Upłynniony i rozgrzany żel agarozowy silnie kipi – oparzenia mogę być bardzo dotkliwe.
4. Schłodzić żel w temperaturze pokojowej do temperatury około 60oC.
5. Do schłodzonego żelu dodać roztworu bromku etydyny do stężenia 0.1 µg/ml i silnie
zamieszać (1µl 10 mg/ml roztworu EtBr na 100 ml żelu agarozowego).
UWAGA!
Bromek etydyny jest silnym kancerogenem. Unikać kontaktu ze skórą, przy pracy z
bromkiem etydyny używać rękawic gumowych.
6. Wylać żel na wcześniej przygotowaną i umieszczoną w lodówce tackę. Niezwłocznie
umieścić grzebień w żelu. W żelu nie powinno być żadnych pęcherzyków powietrza.
7. Po zastygnięciu żelu (około 20 minut) ostrożnie wyjąć grzebień, umieścić tackę z
żelem w naczyniu do elektroforezy i zalać żel buforem (1xTAE), tak aby żel był 2-3
mm pod powierzchnią buforu.
8. Próbki i wzorce masowe DNA zmieszać z odpowiednią ilością buforu obciążającego z
barwnikiem i nanieść na żel.
9. Rozwijać elektroforezę do uzyskania odpowiedniego rozdziału przy napięciu 120 V.
10. Obejrzeć żel na transiluminatorze UV, w przypadku niedostatecznego rozdziału
można kontynuować elektroforezę.
11. Wykonać dokumentację żelu.
D. Wyznaczanie wielkości otrzymanych fragmentów restrykcyjnych.

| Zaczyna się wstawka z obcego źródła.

PR #5128, opened 2021-06-15
Make sure `getCruiseControlDescription` returns only after it collected / created the description

### LINKED ISSUE #5126: ServiceAccount gets periodically deleted/created if CruiseControl CM metrics are used
We currently use the inline metrics from the examples in our Kafka setup, which works fine. The setup uses Istio as service mesh. Since these metrics are deprecated, we want to switch to the CM metrics instead. This seems to work fine for all resources except of CruiseControl.
After we use the new `metricsConfig` there, we observed connection issues in the Istio proxy and deamon after some time of execution. This leads to a memory leakage in the Istio proxy.

If I look into the operator logs (in DEBUG mode), I can see that the operator deletes the CruiseControl ServiceAccount and recreates it in one of the following reconciliation periods. This also leads to a new created token which belongs to the SA.
The process occurs from time to time. I've noticed no fix interval, but it seems to occur at least once per hour.
I cannot see any detail on the log why the SA was deleted by the operator.

I can reproduce the behavior with the current Helm chart release and the sample CruiseControl metrics config.

So far I only have noticed this issue on CruiseControl.

**How To Reproduce**
1. Install the Helm chart with debug log level: `helm install my-release strimzi/strimzi-kafka-operator --set logLevel=DEBUG`
2. Install [CruiseControl metrics example](https://github.com/strimzi/strimzi-kafka-operator/blob/main/examples/metrics/kafka-cruise-control-metrics.yaml)
3. Watch SA of CruiseControl
4. If the SA was deleted/recreated see operator logs

**Expected behavior**
The CruiseControl ServiceAccount should be stable to avoid recreations of the SA token.

 - Strimzi version: 0.22.1, 0.23.0
 - Kubernetes cluster: Kubernetes 1.19.7
 - Infrastructure: Kind

**YAML files and logs**
ServiceAccountOperator logs:
```
2021-06-15 10:09:02 DEBUG ServiceAccountOperator:111 - ServiceAccount strimzi2/my-cluster-cruise-control already exists, patching it
2021-06-15 10:11:02 DEBUG ServiceAccountOperator:111 - ServiceAccount strimzi2/my-cluster-cruise-control already exists, patching it
2021-06-15 10:13:02 DEBUG ServiceAccountOperator:111 - ServiceAccount strimzi2/my-cluster-cruise-control already exists, patching it
2021-06-15 10:15:02 DEBUG ServiceAccountOperator:117 - ServiceAccount strimzi2/my-cluster-cruise-control exist, deleting it
2021-06-15 10:15:02 DEBUG ResourceSupport:148 - Opened watch io.fabric8.kubernetes.client.dsl.internal.WatchConnectionManager@18071fc for evaluation of observe deletion of ServiceAccount strimzi2/my-cluster-cruise-control
2021-06-15 10:15:02 DEBUG ResourceSupport:165 - Not yet satisfied: observe deletion of ServiceAccount strimzi2/my-cluster-cruise-control
2021-06-15 10:15:02 DEBUG ResourceSupport:165 - Not yet satisfied: observe deletion of ServiceAccount strimzi2/my-cluster-cruise-control
2021-06-15 10:15:02 DEBUG ServiceAccountOperator:166 - ServiceAccount strimzi2/my-cluster-cruise-control has been deleted
2021-06-15 10:17:02 DEBUG ServiceAccountOperator:108 - ServiceAccount strimzi2/my-cluster-cruise-control does not exist, creating it
2021-06-15 10:19:02 DEBUG ServiceAccountOperator:111 - ServiceAccount strimzi2/my-cluster-cruise-control already exists, patching it
```
Full operator and CruiseControl log attached.
[strimzi-operator.log](https://github.com/strimzi/strimzi-kafka-operator/files/6654898/strimzi-operator.log)
[cruise-control.log](https://github.com/strimzi/strimzi-kafka-operator/files/6654899/cruise-control.log)

I can't find anything suspicious in the [ServiceAccountOperator](https://github.com/strimzi/strimzi-kafka-operator/blob/3b3a419dd17cac0458b2a96d3d2b6f9d47683ebe/operator-common/src/main/java/io/strimzi/operator/common/operator/resource/ServiceAccountOperator.java) or the [AbstractResourceOperator](https://github.com/strimzi/strimzi-kafka-operator/blob/3b3a419dd17cac0458b2a96d3d2b6f9d47683ebe/operator-common/src/main/java/io/strimzi/operator/common/operator/resource/AbstractResourceOperator.java#L81).

Does this behavior also exists on the current main branch, or was this fixed by the [SA patching changes](https://github.com/strimzi/strimzi-kafka-operator/pull/4974)?

Thanks for the help!

scholzj:
### Type of change

- Bugfix

### Description

The `getCruiseControlDescription` in `KafkaAssemblyOperator` is missing return statement when Cruise Control is configured and instead returns as if it was not. That causes the description to be collected asynchronously while the next methods are already running. #5126 describes how it can cause the SA or Network Policy to be deleted although Cruise Control itself is enabled. This bug probably exists for some time, but it was less visible when the metrics configuration was done inline in the Kafka CR since now with the metrics configuration in a ConfigMap, we actually query the ConfigMap which takes more time.

This PR fixes the code to return only after the description is collected / created and the network policies or service accounts should be created properly every recocniliation.

This should close #5126 

### Checklist

### DIFF
--- a/cluster-operator/src/main/java/io/strimzi/operator/cluster/operator/assembly/KafkaAssemblyOperator.java
+++ b/cluster-operator/src/main/java/io/strimzi/operator/cluster/operator/assembly/KafkaAssemblyOperator.java
@@ -3348,8 +3348,9 @@ public class KafkaAssemblyOperator extends AbstractAssemblyOperator<KubernetesCl
 
         private final Future<ReconciliationState> getCruiseControlDescription() {
             CruiseControl cruiseControl = CruiseControl.fromCrd(reconciliation, kafkaAssembly, versions);
+
             if (cruiseControl != null) {
-                Util.metricsAndLogging(reconciliation, configMapOperations, kafkaAssembly.getMetadata().getNamespace(),
+                return Util.metricsAndLogging(reconciliation, configMapOperations, kafkaAssembly.getMetadata().getNamespace(),
                         cruiseControl.getLogging(), cruiseControl.getMetricsConfigInCm())
                         .compose(metricsAndLogging -> {
                             ConfigMap logAndMetricsConfigMap = cruiseControl.generateMetricsAndLogConfigMap(metricsAndLogging);
@@ -3358,12 +3359,13 @@ public class KafkaAssemblyOperator extends AbstractAssemblyOperator<KubernetesCl
 
                             this.cruiseControlMetricsAndLogsConfigMap = logAndMetricsConfigMap;
                             this.cruiseControl = cruiseControl;
-
                             this.ccDeployment = cruiseControl.generateDeployment(pfa.isOpenshift(), annotations, imagePullPolicy, imagePullSecrets);
+
                             return Future.succeededFuture(this);
                         });
+            } else {
+                return withVoid(Future.succeededFuture());
             }
-            return withVoid(Future.succeededFuture());
         }
 
         Future<ReconciliationState> cruiseControlServiceAccount() {
--- a/cluster-operator/src/main/java/io/strimzi/operator/cluster/operator/assembly/KafkaAssemblyOperator.java
+++ b/cluster-operator/src/main/java/io/strimzi/operator/cluster/operator/assembly/KafkaAssemblyOperator.java
@@ -3346,7 +3346,7 @@ public class KafkaAssemblyOperator extends AbstractAssemblyOperator<KubernetesCl
             return stsGeneration == podGeneration;
         }
 
-        private final Future<ReconciliationState> getCruiseControlDescription() {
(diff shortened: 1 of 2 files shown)


steadyk (approved):
Looks good to me! Thanks for the quick change!

tombentley (commented):
No test?

scholzj:
@tombentley TBH, I'm not sure it is really needed. But I added a test which should IMHO cover it. Please have a look.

Za pomocą programu dostępnego na stronie http://rebase.neb.com (REBASE Tools;
Theoretical digest with all REBASE prototypes) wyznaczyć wielkości otrzymanych w
wyniku trawienia REazą MspI fragmentów restrykcyjnych DNA pBR322.

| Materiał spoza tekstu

PR #5130, opened 2021-06-15
proper link to examples/metrics

tringuyen-yw:
### Type of change

- Documentation

### Description

Fix the quote `examples/metrics` to a proprer clickable link.

### Checklist

- [ ] Write tests
- [ X] Update documentation
- [ ] Update CHANGELOG.md

### DIFF
--- a/documentation/assemblies/metrics/assembly_metrics-cruise-control.adoc
+++ b/documentation/assemblies/metrics/assembly_metrics-cruise-control.adoc
@@ -43,7 +43,7 @@ spec:
 
 If you deployed Cruise Control with your Kafka cluster with the metrics enabled, you can enable Grafana to present the metrics data it exposes.
 
-A Cruise Control dashboard is provided in the `examples/metrics` directory as a JSON file:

E. Wyznaczanie wielkości fragmentu PCR na podstawie wzorca DNA.
Na podstawie ustalonej według pkt. E długości fragmentów DNA wzorca (trawienia
pBR322/MspI) oszacować długość (pz) nieznanego fragmentu PCR.
SPRAWOZDANIE:
W sprawozdaniu z wykonanego ćwiczenia należy umieścić krótki wstęp teoretyczny. Podać
cel ćwiczenia i opisać poszczególne jego etapy. Przeprowadzić analizę żelu (umieścić zdjęcie
żelu wraz z opisem). Przeprowadzić dyskusję wyników i podać wnioski.
Dodatkowo w sprawozdaniu należy porównać efektywność rozdziału krótkich fragmentów
DNA w stosunku do wykonywanej w trakcie ćwiczenia 10 elektroforezy poliakrylamidowej
oraz porównać i przedyskutować sposób migracji różnych form DNA.